— What the task asks —
Please transcribe the following records in full, exactly as given.

**** Supplied information ****

PR #1516, opened 2026-08-28
ci: update dependabot configuration

SMoraisAnsys:
Tiny update of the dependabot configuration because `pypa/gh-action-pypi-publish` is no longer an action that we leverage in any of our actions (see https://github.com/ansys/actions/pull/758 for more information). Now, it is only used in our CI.
Other minor changes are performed.

### DIFF
--- a/.github/dependabot.yml
+++ b/.github/dependabot.yml
@@ -71,6 +71,7 @@ updates:
       cicd-actions:
         patterns:
           - "micnncim/action-label-syncer"
+          - "pypa/gh-action-pypi-publish"
       # Github actions that are used in our composite actions
       github-actions:
         patterns:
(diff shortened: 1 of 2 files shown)


.github/dependabot.yml
```diff
@@ -104,15 +106,13 @@ updates:
...
-          - "pypa/gh-action-pypi-publish"
           - "softprops/action-gh-release"
       # Missed non ansys actions that should by assigned to a group
       must-be-assigned-actions:
         patterns:
-          - peter-evans/find-comment
-          - pyvista/setup-headless-display-action
-          - vimtor/action-zip
-          - dependabot/fetch-metadata
+          - "peter-evans/find-comment"
```
MaxJPRey, line 113: Out of curiosity, was it working without the quotes?

MaxJPRey (approved):

.github/dependabot.yml
SMoraisAnsys: Yes it did, see https://github.com/ansys/actions/pull/1291 :)

RobPasMue (approved):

****

— Expected answer —
PR #1516, opened 2026-08-28
ci: update dependabot configuration

SMoraisAnsys:
Tiny update of the dependabot configuration because `pypa/gh-action-pypi-publish` is no longer an action that we leverage in any of our actions (see https://github.com/ansys/actions/pull/758 for more information). Now, it is only used in our CI.
Other minor changes are performed.

### DIFF
--- a/.github/dependabot.yml
+++ b/.github/dependabot.yml
@@ -71,6 +71,7 @@ updates:
       cicd-actions:
         patterns:
           - "micnncim/action-label-syncer"
+          - "pypa/gh-action-pypi-publish"
       # Github actions that are used in our composite actions
       github-actions:
         patterns:
(diff shortened: 1 of 2 files shown)


.github/dependabot.yml
```diff
@@ -104,15 +106,13 @@ updates:
...
-          - "pypa/gh-action-pypi-publish"
           - "softprops/action-gh-release"
       # Missed non ansys actions that should by assigned to a group
       must-be-assigned-actions:
         patterns:
-          - peter-evans/find-comment
-          - pyvista/setup-headless-display-action
-          - vimtor/action-zip
-          - dependabot/fetch-metadata
+          - "peter-evans/find-comment"
```
MaxJPRey, line 113: Out of curiosity, was it working without the quotes?

MaxJPRey (approved):

.github/dependabot.yml
SMoraisAnsys: Yes it did, see https://github.com/ansys/actions/pull/1291 :)

RobPasMue (approved):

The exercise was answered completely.